Und zwischen all diesem Tohuwabohu ist es oft gähnend langweilig. Dann hat man Zeit, sich kritisch die Fingernägel und die Kunst der eigenen Maniküre zu betrachten, kann flinke Männchen und dralle Weibchen auf Notizblocks malen oder den Versuch starten, sich daran zu erinnern, wie die korrekte Anatomie sehr kleiner Tiere sich zeichnerisch günstig umsetzen lässt. Wichtig ist, unbedingt ein interessiertes hellwaches Gesicht der Versammlung zu zeigen und den Blick wieder und wieder dem gerade Sprechenden zuzuwenden. Das gebietet die Höflichkeit sowie die Fortsetzung der eigenen Karriere.

Da man angesichts dieser Notwendigkeit eh hin und wieder in die Runde schauen muss, ist die optische Überprüfung der nun Versammelten gleich mit zu erledigen. Wer trägt was und warum gerade heute zur Sitzung? Sitzen die Strümpfe von Bella vernünftig zu dem kurz geratenen Rock und was ist mit Donnas aufgedonnerter Frisur? Lisa mit den neuen Botox-Aufspritzungen in der oberen Wangenpartie ist verdächtig kleinlaut, während Max den dicken Maxe neuerdings markiert. Dass er sich übers Unterabteilungsleiterchefbüro körperlich engagiert verdingt, ist offenkundig. Es wird ihn jedoch nicht wesentlich weiterbringen. Das legt sich alles, wenn man nur lange genug dabei ist.

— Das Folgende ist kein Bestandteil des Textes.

PR #7420, opened 2025-09-28
[Spike] Multi endpoint

danielmarbach:


andreasohlund:
Discussed with Daniel: In this mode we should NOT allow scanning to be used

Ist man das, wird man abgeklärt. Man hört zum Beispiel auch nur noch ganzheitlich bei Konferenzen hin. Man spürt durch feinste Vibration, ob ein einzelner Satz im Gehirn besser abgespeichert werden sollte oder ob das knappe Beschlussprotokoll am Ende vollkommen ausreicht. Viele Jahre hat man umsonst verschwendet, solchen Aussprachen tatsächlich zunächst Satz für Satz zu verfolgen, bis sich herausstellte, dass die beschlossenen Beschlüsse selten nur umgesetzt, gar wirklich ernst genommen werden. Allein dass sie beschlossen sind, ist die Sitzung wert. Sich daran zu halten wäre zuviel verlangt von einem System, dessen Flexibilität mit der von Kruppstahl zu vergleichen ist.

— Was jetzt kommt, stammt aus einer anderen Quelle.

PR #7422, opened 2025-10-01
Introduce incoming message support for envelope unwrapping

hazel-bohon:
This pull request introduces a new extensibility point in NServiceBus for envelope unwrapping, allowing the registration of envelope handlers for incoming messages, such as CloudEvents. It adds the `IEnvelopeHandler` interface and supporting infrastructure, integrates envelope handler registration into endpoint and feature configuration, and introduces OpenTelemetry metrics for envelope unwrapping successes and failures. Comprehensive tests are provided for both the envelope unwrapping logic and the new metrics.

This new extensibility point will first be used to enable CloudEvents with the Azure Service Bus and Amazon SQS transports:

- https://github.com/Particular/NServiceBus.Envelope.CloudEvents/pull/22

Samples for will be added to the documentation with:

- https://github.com/Particular/docs.particular.net/pull/7933

**Envelope Handler Extensibility Infrastructure:**
- Introduced the `IEnvelopeHandler` interface, which allows custom logic for unwrapping incoming message envelopes.
- Added `EnvelopeComponent` and `EnvelopeUnwrapper` classes to manage and invoke registered envelope handlers. The `EnvelopeComponent` collects handler factories and creates the unwrapper at runtime.
- Provided `EnvelopeConfigExtensions` for registering envelope handlers in endpoint and feature configuration via the new `AddEnvelopeHandler<THandler>()` extension method.

**Integration into Endpoint Lifecycle:**
- Integrated the envelope handler infrastructure into the endpoint creation and configuration process, ensuring envelope handlers are available during message processing. 

**Metrics and Observability:**
- Added OpenTelemetry metric `nservicebus.envelope.unwrapped` (Counter), including new tags such as `nservicebus.envelope.unwrapper_type` and `error.type` for observability of envelope unwrapping outcomes.
- Implemented recording of metrics for both successful and failed envelope unwrapping attempts in the unwrapper logic.

**Testing:**
- Added comprehensive tests for envelope handler scenarios (success, null, exception, and multiple handlers) in `EnvelopeUnwrapperTests`.
- Added acceptance tests for OpenTelemetry metrics on both successful and failed envelope handler executions.
- Updated pipeline and API approval tests to cover the new extensibility point and metrics.

These changes collectively enable advanced envelope customization and improved monitoring for message processing in NServiceBus.

### DIFF
--- a/src/NServiceBus.AcceptanceTests/Core/OpenTelemetry/When_incoming_message_handled.cs
+++ b/src/NServiceBus.AcceptanceTests/Core/OpenTelemetry/When_incoming_message_handled.cs
@@ -14,25 +14,20 @@ public class When_incoming_message_handled : NServiceBusAcceptanceTest
 {
     static readonly string HandlerTimeMetricName = "nservicebus.messaging.handler_time";
     static readonly string CriticalTimeMetricName = "nservicebus.messaging.critical_time";
-    const int NumberOfMessages = 5;
 
     [Test]
     public async Task Should_record_critical_time()
     {
-        using var metricsListener = TestingMetricListener.SetupNServiceBusMetricsListener();
-
-        await WhenMessagesHandled(() => new MyMessage());
-        metricsListener.AssertMetric(CriticalTimeMetricName, NumberOfMessages);
+        using var metricsListener = await WhenMessagesHandled(() => new MyMessage());
+        metricsListener.AssertMetric(CriticalTimeMetricName, 5);
         AssertMandatoryTags(metricsListener, CriticalTimeMetricName, typeof(MyMessage));
     }
 
     [Test]
     public async Task Should_record_success_handling_time()
     {
-        using var metricsListener = TestingMetricListener.SetupNServiceBusMetricsListener();
-
-        await WhenMessagesHandled(() => new MyMessage());
-        metricsListener.AssertMetric(HandlerTimeMetricName, NumberOfMessages);
+        using var metricsListener = await WhenMessagesHandled(() => new MyMessage());
+        metricsListener.AssertMetric(HandlerTimeMetricName, 5);
         AssertMandatoryTags(metricsListener, HandlerTimeMetricName, typeof(MyMessage));
         var handlerType = metricsListener.AssertTagKeyExists(HandlerTimeMetricName, "nservicebus.message_handler_type");
         Assert.That(handlerType, Is.EqualTo(typeof(MyMessageHandler).FullName));
@@ -43,10 +38,8 @@ public class When_incoming_message_handled : NServiceBusAcceptanceTest
     [Test]
     public async Task Should_record_failure_handling_time()
     {
-        using var metricsListener = TestingMetricListener.SetupNServiceBusMetricsListener();
-
-        await WhenMessagesHandled(() => new MyExceptionalMessage());
-        metricsListener.AssertMetric(HandlerTimeMetricName, NumberOfMessages);
+        using var metricsListener = await WhenMessagesHandled(() => new MyExceptionalMessage());
+        metricsListener.AssertMetric(HandlerTimeMetricName, 5);
         AssertMandatoryTags(metricsListener, HandlerTimeMetricName, typeof(MyExceptionalMessage));
         var handlerType = metricsListener.AssertTagKeyExists(HandlerTimeMetricName, "nservicebus.message_handler_type");
         Assert.That(handlerType, Is.EqualTo(typeof(MyExceptionalHandler).FullName));
@@ -59,24 +52,45 @@ public class When_incoming_message_handled : NServiceBusAcceptanceTest
     [Test]
     public async Task Should_not_record_critical_time_on_failure()
     {
-        using var metricsListener = TestingMetricListener.SetupNServiceBusMetricsListener();
-        await WhenMessagesHandled(() => new MyExceptionalMessage());
+        using var metricsListener = await WhenMessagesHandled(() => new MyExceptionalMessage());
         metricsListener.AssertMetric(CriticalTimeMetricName, 0);
     }
 
-    static Task<Context> WhenMessagesHandled(Func<IMessage> messageFactory) =>
-        Scenario.Define<Context>()
-            .WithEndpoint<EndpointWithMetrics>(b =>
-                b.DoNotFailOnErrorMessages()
-                    .CustomConfig(c => c.MakeInstanceUniquelyAddressable("discriminator"))
-                    .When(async session =>
-                    {
-                        for (var x = 0; x < NumberOfMessages; x++)
+    static async Task<TestingMetricListener> WhenMessagesHandled(Func<IMessage> messageFactory)
+    {
+        TestingMetricListener metricsListener = null;
+        try
+        {
+            metricsListener = TestingMetricListener.SetupNServiceBusMetricsListener();
+
+            _ = await Scenario.Define<Context>()
+                .WithEndpoint<EndpointWithMetrics>(b =>
+                    b.DoNotFailOnErrorMessages()
+                        .CustomConfig(c => c.MakeInstanceUniquelyAddressable("discriminator"))
+                        .When(async (session, _) =>
                         {
-                            await session.SendLocal(messageFactory.Invoke());
-                        }
-                    }))
-            .Run();
+                            for (var x = 0; x < 5; x++)
+                            {
+                                try
+                                {
+                                    await session.SendLocal(messageFactory.Invoke());
+                                }
+                                catch (Exception e)
+                                {
+                                    Console.WriteLine(e);
+                                }
+                            }
+                        }))
+                .Run();
+            return metricsListener;
+        }
+        catch
+        {
+            metricsListener?.Dispose();
+            throw;
+        }
+    }
+
 
     static void AssertMandatoryTags(
         TestingMetricListener metricsListener,
@@ -93,9 +107,7 @@ public class When_incoming_message_handled : NServiceBusAcceptanceTest
 
     class Context : ScenarioContext
     {
-        public void MaybeCompleted() => MarkAsCompleted(Interlocked.Increment(ref totalHandledMessages) == NumberOfMessages);
-
-        int totalHandledMessages;
+        public int TotalHandledMessages;
     }
 
     class EndpointWithMetrics : EndpointConfigurationBuilder
@@ -107,7 +119,7 @@ public class When_incoming_message_handled : NServiceBusAcceptanceTest
     {
         public Task Handle(MyMessage message, IMessageHandlerContext context)
         {
-            testContext.MaybeCompleted();
+            testContext.MarkAsCompleted(Interlocked.Increment(ref testContext.TotalHandledMessages) == 5);
             return Task.CompletedTask;
         }
     }
@@ -116,7 +128,8 @@ public class When_incoming_message_handled : NServiceBusAcceptanceTest
     {
         public Task Handle(MyExceptionalMessage message, IMessageHandlerContext context)
         {
-            testContext.MaybeCompleted();
+            var count = Interlocked.Increment(ref testContext.TotalHandledMessages);
+            testContext.MarkAsCompleted(count == 5);
             throw new Exception();
         }
     }
--- a/src/NServiceBus.AcceptanceTests/Core/OpenTelemetry/When_incoming_message_handled_successfully.cs
+++ b/src/NServiceBus.AcceptanceTests/Core/OpenTelemetry/When_incoming_message_handled_successfully.cs
@@ -11,8 +11,6 @@ using Conventions = AcceptanceTesting.Customization.Conventions;
 [NonParallelizable]
 public class WhenIncomingMessageHandledSuccessfully : NServiceBusAcceptanceTest
 {
-    const int NumberOfMessages = 5;
-
     [Test]
     public async Task Should_record_handling_time()
     {
@@ -20,9 +18,9 @@ public class WhenIncomingMessageHandledSuccessfully : NServiceBusAcceptanceTest
 
         _ = await Scenario.Define<Context>()
             .WithEndpoint<EndpointWithMetrics>(b =>
-                b.When(async session =>
+                b.When(async (session, _) =>
                 {
-                    for (var x = 0; x < NumberOfMessages; x++)
+                    for (var x = 0; x < 5; x++)
                     {
                         await session.SendLocal(new MyMessage());
                     }
@@ -41,9 +39,7 @@ public class WhenIncomingMessageHandledSuccessfully : NServiceBusAcceptanceTest
 
     class Context : ScenarioContext
     {
-        public void MaybeCompleted() => MarkAsCompleted(Interlocked.Increment(ref totalHandledMessages) == NumberOfMessages);
-
-        int totalHandledMessages;
+        public int TotalHandledMessages;
     }
 
     class EndpointWithMetrics : EndpointConfigurationBuilder
@@ -55,7 +51,8 @@ public class WhenIncomingMessageHandledSuccessfully : NServiceBusAcceptanceTest
     {
         public Task Handle(MyMessage message, IMessageHandlerContext context)
         {
-            testContext.MaybeCompleted();
+            var count = Interlocked.Increment(ref testContext.TotalHandledMessages);
+            testContext.MarkAsCompleted(count == 5);
             return Task.CompletedTask;
         }
     }


src/NServiceBus.Core/Envelopes/EnvelopeUnwrapper.cs
```diff
@@ -0,0 +1,44 @@
...
+                    return new IncomingMessage(messageContext.NativeMessageId, unwrappingResult.Value.headers, unwrappingResult.Value.body);
+                }
+            }
+            catch (Exception e)
+            {
+                Log.Warn($"Unwrapper {envelopeHandler} failed to unwrap the message {messageContext.NativeMessageId}", e);
+            }
+        }
+
+        Log.Debug($"No envelope handler found for the current message (NativeID: {messageContext.NativeMessageId}, assuming the default NServiceBus format");
```
hazel-bohon:
```suggestion
if(envelopeHandlers.Length > 0) {
        Log.Info($"No envelope handler found for the current message (NativeID: {messageContext.NativeMessageId}, assuming the default NServiceBus format");
}
```

afprtclr: Fixed.

src/NServiceBus.Core/Pipeline/Incoming/IncomingPipelineMetrics.cs
```diff
@@ -256,8 +256,12 @@ public void RecordEnvelopeUnwrappingError(MessageContext messageContext, IEnvelo
...
             MeterTags.EndpointDiscriminator]);
         meterTags.Add(new KeyValuePair<string, object?>(MeterTags.EnvelopeUnwrapperType, type.GetType().FullName));
-        meterTags.Add(new KeyValuePair<string, object?>(MeterTags.ErrorType, exception.GetType().FullName));
-        totalEnvelopeUnwrappingErrors.Add(1, meterTags);
+        if (exception != null)
+        {
+            meterTags.Add(new KeyValuePair<string, object?>(MeterTags.ErrorType, exception.GetType().FullName));
+        }
+
+        totalEnvelopeUnwrappingErrors.Add(succeeded ? 0 : 1, meterTags);
```
mauroservienti: What's the scenario for the exception not null and succeeded true?

afprtclr: Shouldn't be such a scenario, but I didn't want to decide the metric value based on the exception and wanted to make it explicit.

src/NServiceBus.Core/Envelopes/EnvelopeUnwrapper.cs
```diff
@@ -0,0 +1,79 @@
...
+                {
+                    Log.Debug(
+                        $"Unwrapping the current message (NativeID: {messageContext.NativeMessageId} using {envelopeHandler.GetType().Name}");
+                }
+
+                (Dictionary<string, string> headers, ReadOnlyMemory<byte> body)? unwrappingResult = envelopeHandler.UnwrapEnvelope(
+                    messageContext.NativeMessageId, messageContext.Headers, messageContext.Extensions,
+                    messageContext.Body);
+
+                metrics.RecordEnvelopeUnwrappingError(messageContext, envelopeHandler, null, true);
```
mauroservienti: Why are we calling RecordEnvelopeUnwrappingError here? There is no error, at least not yet.

Looks like we want to record three different metrics:

- Successful unwrappings, before line 40
- Failed unwrappings due to unwrapping errors, at line 51, as we already do
- Skipped unwrappers, at line 42

Additionally:

- Do we want to count the number of messages going through as regular NServiceBus messages? (line 74/75)
- Do we want/need to report metrics about how long unwrapping took?

src/NServiceBus.Core/Pipeline/Incoming/IncomingPipelineMetrics.cs
mauroservienti: If there is no scenario and the method is called `RecordEnvelopeUnwrappingError`, I don't see the need for the `succeeded` argument, and its usage.

Thinking a bit more about it, is there a chance for an unwrapping error with no exception?

src/NServiceBus.Testing.Fakes/TestableMessageContext.cs
mauroservienti, line 1: What do we need this for?

src/NServiceBus.AcceptanceTests/Core/OpenTelemetry/Metrics/When_envelope_handler_succeeds.cs
```diff
@@ -0,0 +1,90 @@
...
+        metricsListener.AssertTags("nservicebus.envelope.unwrapping_error",
+            new Dictionary<string, object>
+            {
+                ["nservicebus.queue"] = Conventions.EndpointNamingConvention(typeof(EndpointWithMetrics)),
+                ["nservicebus.discriminator"] = "discriminator",
+                ["nservicebus.envelope.unwrapper_type"] = typeof(ThrowingHandler).FullName
+            });
+    }
+
+    class ThrowingHandler : IEnvelopeHandler
```
mauroservienti: We should rename this, it doesn't throw

mauroservienti (changes requested):

src/NServiceBus.AcceptanceTests/Core/OpenTelemetry/Metrics/When_envelope_handler_succeeds.cs
hazel-bohon: Changing it to `SuccessfulHandler`.

src/NServiceBus.Core/Pipeline/Incoming/IncomingPipelineMetrics.cs
afprtclr: Error metrics should be "always" emitted. If there is no error, then emit the metric as 0. This way you can make sure that your dashboards and alerts are configured correctly (because the metric is always there and you don't have a typo in your configuration) and that you can have additional alerts on missing metric data points.

That being said, there is a need to differentiate between "error happened" and "no error" situations.

> Thinking a bit more about it, is there a chance for an unwrapping error with no exception?

Sure there is (not with the current implementation, though). .NET guidelines suggest that errors are communicated via exceptions, but there is no way to enforce that via the compiler.

src/NServiceBus.Core/Envelopes/EnvelopeUnwrapper.cs
afprtclr: > Why are we calling RecordEnvelopeUnwrappingError here? There is no error, at least not yet.

There is no error and we want to explicitly indicate that. As mentioned above, the metric should "always" be emitted.

> Looks like we want to record three different metrics:

This only increases the observability cost and makes the configuration more cumbersome. Success vs failure should be (and currently is) captured with one metric.

> Skipped unwrappers, at line 42

The unwrapper should emit the metric in that case as it knows the skipping reason (and it indeed does that now). Not sure if we want to have another "generic" metric for that.

src/NServiceBus.Testing.Fakes/TestableMessageContext.cs
afprtclr: I think this may be a remnant of previous test structure. We changed the return type at some point, and seems this class it not needed anymore.

src/NServiceBus.AcceptanceTests/Core/OpenTelemetry/Metrics/When_envelope_handler_succeeds.cs
afprtclr: Yeah, copy pasted blindly and forgot to rename.

andreasohlund:
Raised https://github.com/Particular/NServiceBus/pull/7583 with a proposal to use the new syntax for done conditions

src/NServiceBus.Core/Envelopes/EnvelopeUnwrapper.cs
andreasohlund: Would it be more clear if there was an RecordEnvelopeUnwrappingSuccess or simlar? (to avoid passing null as the exception, I also reacted to calling "error" when it actually succeeded)

src/NServiceBus.Core/Pipeline/Incoming/IncomingPipelineMetrics.cs
```diff
@@ -239,6 +243,27 @@ public void RecordSendToErrorQueue(IRecoverabilityContext recoverabilityContext)
         totalSentToErrorQueue.Add(1, meterTags);
     }
 
+    public void RecordEnvelopeUnwrappingError(MessageContext messageContext, IEnvelopeHandler type, Exception? exception, bool succeeded)
```
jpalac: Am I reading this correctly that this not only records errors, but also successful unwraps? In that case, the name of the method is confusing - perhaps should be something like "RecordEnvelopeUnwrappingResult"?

Verfügt man nicht über einen kultivierten Mangel an Phantasie, kann man diese unverzichtbaren Sitzungen, zu denen nur die Wichtigsten geladen sind, wohlfeil weiteren Meditationen widmen. Auch kann man sich sicher wähnen, später mit den üblichen Plattitüden durchzukommen, so man auf einzelne Tagesordnungspunkte angesprochen wird. Notfalls mit eindeutig gespielter Verwirrung dennoch ein bedeutsames Gesicht mit hochgezogenen Augenbrauen zu machen, in der Art, als hätte man gerade eine lebende Raupe im Salat entdeckt. Immerhin kann man auf die Vertraulichkeit bestimmter Passagen hinweisen, was einen nicht nur als Geheimnisträger auszeichnet, sondern zudem davor schützt, sich an Einzelheiten erinnern zu müssen. Das alles macht den fragenden Gegner, der doch nur seinen Karrierevorteil im Sinn hat, schnell mundtot, während bereits die eigene Phantasie schon wieder zu einem Zweitschlag fröhlich auszuholen bereit ist.

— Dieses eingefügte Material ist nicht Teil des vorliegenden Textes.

PR #7428, opened 2025-10-13
Explicit registration API for installers

andreasohlund:
This PR adds a new `RegisterInstaller<TInstaller>()` API, exposed on both `EndpointConfiguration` and `FeatureConfigurationContext`. For backward compatibility, installers found during assembly scanning are still automatically registered.

- Auto registration is not done for assemblies signed with the NServiceBus public key (breaking change). This means that downstreams need to be updated once this is merged. (See example PRs below)
- Installers in tests acceptance tests are not auto-registered (breaking change)
- Installers are not registered in the container but instead invoked via [ActivatorUtilities.CreateInstance](https://learn.microsoft.com/en-us/dotnet/api/microsoft.extensions.dependencyinjection.activatorutilities.createinstance) (breaking change)
- Installers can now implement `IAsyncDisposable` and `IDisposable`
- Installer code has been refactored into a new `InstallerComponent`
- Registered installers are now listed in a new `Installation` diagnostics section
- The `Hosting` diagnostics section now emits a `InstallersEnabled` boolean flag

## Downstream updates

PRs that demos applying this to some of the persisters:

- https://github.com/Particular/NServiceBus.Persistence.CosmosDB/pull/918
- https://github.com/Particular/NServiceBus.Storage.MongoDB/pull/820

### DIFF
--- a/src/NServiceBus.Core/Installation/InstallerComponent.cs
+++ b/src/NServiceBus.Core/Installation/InstallerComponent.cs
@@ -62,7 +62,7 @@ class InstallerComponent(InstallerComponent.Settings settings)
 
         static bool IsINeedToInstallSomething(Type t) => typeof(INeedToInstallSomething).IsAssignableFrom(t);
 
-        class Installer<T> : IInstaller where T : class, INeedToInstallSomething
+        sealed class Installer<T> : IInstaller where T : class, INeedToInstallSomething
         {
             public async Task Install(IServiceProvider serviceProvider, string identity, CancellationToken cancellationToken = default)
             {
@@ -93,7 +93,7 @@ class InstallerComponent(InstallerComponent.Settings settings)
             public override int GetHashCode() => InstallerType.GetHashCode();
         }
 
-        public interface IInstaller : IEquatable<IInstaller>
+        internal interface IInstaller : IEquatable<IInstaller>
         {
             Type InstallerType { get; }
 


src/NServiceBus.Core/Hosting/HostingComponent.cs
```diff
@@ -21,11 +21,11 @@ public static HostingComponent Initialize(Configuration configuration)
         serviceCollection.AddSingleton(_ => configuration.HostInformation);
         serviceCollection.AddSingleton(_ => configuration.CriticalError);
 
-        foreach (var installerType in configuration.AvailableTypes.Where(IsINeedToInstallSomething))
-        {
-            serviceCollection.AddTransient(installerType);
-            serviceCollection.AddTransient(sp => (INeedToInstallSomething)sp.GetRequiredService(installerType));
-        }
+//        foreach (var installerType in configuration.AvailableTypes.Where(IsINeedToInstallSomething))
```
andreasohlund: Need to revert this to allow "dual mode" to be used, do we need a flag for this?

src/NServiceBus.Core/Installation/InstallConfigExtensions.cs
```diff
@@ -18,11 +19,32 @@ public static class InstallConfigExtensions
...
     {
         ArgumentNullException.ThrowIfNull(config);
+
         if (username != null)
         {
-            config.Settings.Set("Installers.UserName", username);
+            config.Settings.Get<InstallerRegistry>().SetUserName(username);
         }
 
         config.Settings.Set("Installers.Enable", true);
```
andreasohlund, line 28: Lots of downstreams use this backdoor, which also controls the flag we pass to the transport seam to set up infrastructure, so it's more of a "Hosting.SetupInstalltimeStuff" so kept it as is

src/NServiceBus.Core/Installation/InstallerRegistry.cs
```diff
@@ -0,0 +1,41 @@
...
+using System.Collections.Generic;
+using System.Linq;
+using System.Threading;
+using System.Threading.Tasks;
+using Installation;
+using Microsoft.Extensions.DependencyInjection;
+
+class InstallerRegistry
+{
+    public void SetUserName(string username) => installationUserName = username;
```
andreasohlund: This is a sign that an "InstallerRegistryOptions" concept might be needed, since we could then pass that into the ctor

andreasohlund:
@DavidBoike @mattmercurio this shows one approach for an explicit installer api (quite similar to the custom check PR that matt have going)

andreasohlund:
@danielmarbach @DavidBoike @mattmercurio we can start final review for this one

src/NServiceBus.Core.Tests/ApprovalFiles/APIApprovals.ApproveNServiceBus.approved.txt
```diff
@@ -543,6 +543,10 @@ namespace NServiceBus
     public static class InstallConfigExtensions
     {
         public static void EnableInstallers(this NServiceBus.EndpointConfiguration config, string? username = null) { }
+        public static void RegisterInstaller<TInstaller>(this NServiceBus.EndpointConfiguration config)
```
andreasohlund: Have we settled on the `Register{something}` api naming convention?

src/NServiceBus.Core/Hosting/HostingComponent.Settings.cs
```diff
@@ -45,8 +45,6 @@ public string DisplayName
 
         public string EndpointName => settings.EndpointName();
 
-        public string Discriminator => settings.GetOrDefault<string>("EndpointInstanceDiscriminator");
```
andreasohlund, line 48: This wasn't used

src/NServiceBus.AcceptanceTests/Core/Installers/When_installers_enabled.cs
```diff
@@ -27,20 +27,16 @@ class Context : ScenarioContext
...
-            EndpointSetup<DefaultServer>(c => c.EnableInstallers());
-        }
-
-        public class CustomInstaller : INeedToInstallSomething
-        {
-            Context testContext;
-
-            public CustomInstaller(Context testContext)
+        public EndpointWithInstaller() =>
+            // installers are enabled by default by but this makes it more clear that they need to be on
```
danielmarbach:
```suggestion
```

src/NServiceBus.AcceptanceTests/Core/Installers/When_installers_enabled.cs
```diff
@@ -27,20 +27,16 @@ class Context : ScenarioContext
...
+            EndpointSetup<DefaultServer>(c =>
             {
-                this.testContext = testContext;
-            }
+                c.EnableInstallers();
```
danielmarbach, line 41:
```suggestion
                // installers are enabled by default by but this makes it more clear that they need to be on
                c.EnableInstallers();
```

src/NServiceBus.AcceptanceTests/Core/Installers/When_installing_endpoint.cs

Wenn nun aber Sitzungen nicht wirklich dem betrieblichen Fortschritt dienen, was ist denn nun ihr geheimer Sinn?

Ich für mich habe herausgefunden, dass es sich häufig um eine Zusammenkunft von gelangweilten Menschen handelt, die damit hoffnungslos überfordert sind, in ihren Büros die Langeweile alleine auszuhalten. Zu diesem Zwecke trifft man sich dann gemütlich zu langwierigen Zusammenkünften mit endlosen Tagesordnungspunkten, Säften, Mineralwasser, da Gelangweilte sich einfach doch zu gerne in Gesellschaft mit Gleichgesinnten befinden.

Und was wäre da günstiger als eine nächste schnell anzuberaumende Konferenz?